▸ Exercise goal: What is needed is the whole of the data, set down exactly.

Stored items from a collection
^^^^^^^^^^^^^^^^
PR #12557, opened 2022-11-16
[develop2] fixing conan remote remove pattern

memsharded:
``conan remote remove *`` was not working


conans/client/cache/remote_registry.py
```diff
@@ -1,3 +1,4 @@
+import fnmatch
```
franramirez688: are we using it?

franramirez688 (approved):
^^^^^^^^^^^^^^^^
▸ Answer space:
PR #12557, opened 2022-11-16
[develop2] fixing conan remote remove pattern

memsharded:
``conan remote remove *`` was not working


conans/client/cache/remote_registry.py
```diff
@@ -1,3 +1,4 @@
+import fnmatch
```
franramirez688: are we using it?

franramirez688 (approved):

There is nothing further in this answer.